Something strange happens when you tell people you research sex for a living. I imagine police officers and tax inspectors get the same kind of reaction when they disclose what they do: mild panic, as if I am going to judge them or catch them out. The disclosure is normally followed by a nervous laugh and a joke about “I hope you’re not going to study me!” I’ve had some dates who have discovered this column and then worry I might be using them as some kind of case study for an article. Unless I produce a recording device before the entrées arrive, this is rarely the case.
Either that or the introduction of sex into the conversation creates an unwelcome permission base where people, and by “people” I mean men, feel able to overshare their personal sex history with me. “In my army days, I was once fisted in a brothel in Cadiz…” Well, thank you for sharing that, Simon. Shall we get the bill?
Then there are those who learn what I do and assume I must be some kind of sex ninja, and that fourth base with me is a foregone conclusion. All they have to do is turn up and buy me a drink, which might well be true, but not for the reasons they think!
I once had to cancel a date because he told me he’d been bragging to everyone at the office that he was meeting up with a “sexpert”. I hadn’t even met him and he was already focusing on what I do, rather than who I am. I’m telling you, the mere mention of sex early doors can have a catastrophic impact on the composure of your average man on a date.
Sexologist isn’t the only profession that can complicate your love life. I have a doctor friend who finds it all but impossible to date because every romantic encounter turns into an impromptu health assessment. She once showed me photographs of skintags that a Tinder match had sent her to ask if she thought they might be cancerous.
However, there is research that shows those who work in sex related industries or who study sex for a living, do encounter significant stigma. One 2015 paper found that “despite growing acceptance of the academic study of sexuality, both women and men perceived various types of problematic workplace experiences based on the subject of their research”. Such experiences included being marginalised, overly sexualised, not being taken seriously, and being passed over for promotion. And that’s within the hallowed halls of academia; women on Bumble stand no chance.
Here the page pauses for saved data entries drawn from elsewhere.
PR #1301, opened 2023-12-18
[wip] revisions to top-level SCP docs

khorne3:
currently for reference only.

### DIFF
--- a/docs/semgrep-cloud-platform/overview.md
+++ b/docs/semgrep-cloud-platform/overview.md
@@ -1,0 +1,22 @@
+---
+slug: overview
+append_help_link: true
+title: Overview
+hide_title: false
+description: Learn how Semgrep Cloud Platform can help you scan your repositories, manage your Semgrep findings, and integrate Semgrep into your software development lifecycle.
+tags:
+  - Semgrep Cloud Platform
+  - Team & Enterprise Tier
+---
+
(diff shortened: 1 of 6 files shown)


docs/semgrep-cloud-platform/overview.md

I am unsure of how to resolve my current predicament for the simple reason that it’s not my problem to fix. I love what I do for a living and don’t share the same reservations about the topic that others do. I don’t find it shocking or titillating, or taboo. It’s just a Tuesday to me. Ultimately, I can’t control men’s reaction to what I write about, but I feel deeply frustrated that I have to deal with it nonetheless.
I’ve heard that Raya is a dating app that caters to high profile individuals, so I could give that a whirl, but they only have an eight per cent acceptance rate, so that’s looking unlikely too. And anyway, just because someone is a celebrity doesn’t mean they won’t also react strangely when sex gets mentioned.
Is this simply the fate of all singletons who publicly talk about sex a lot? It’s like some Greek punishment in the underworld. We are doomed to talk endlessly about other people’s sex lives but rarely get to do it ourselves.
Perhaps I should start my own dating app for people with jobs that can make dating tricky? Traffic wardens, psychologists, mafia dons, and so forth. I could call it “Unhinged”. I bet I’d make a packet.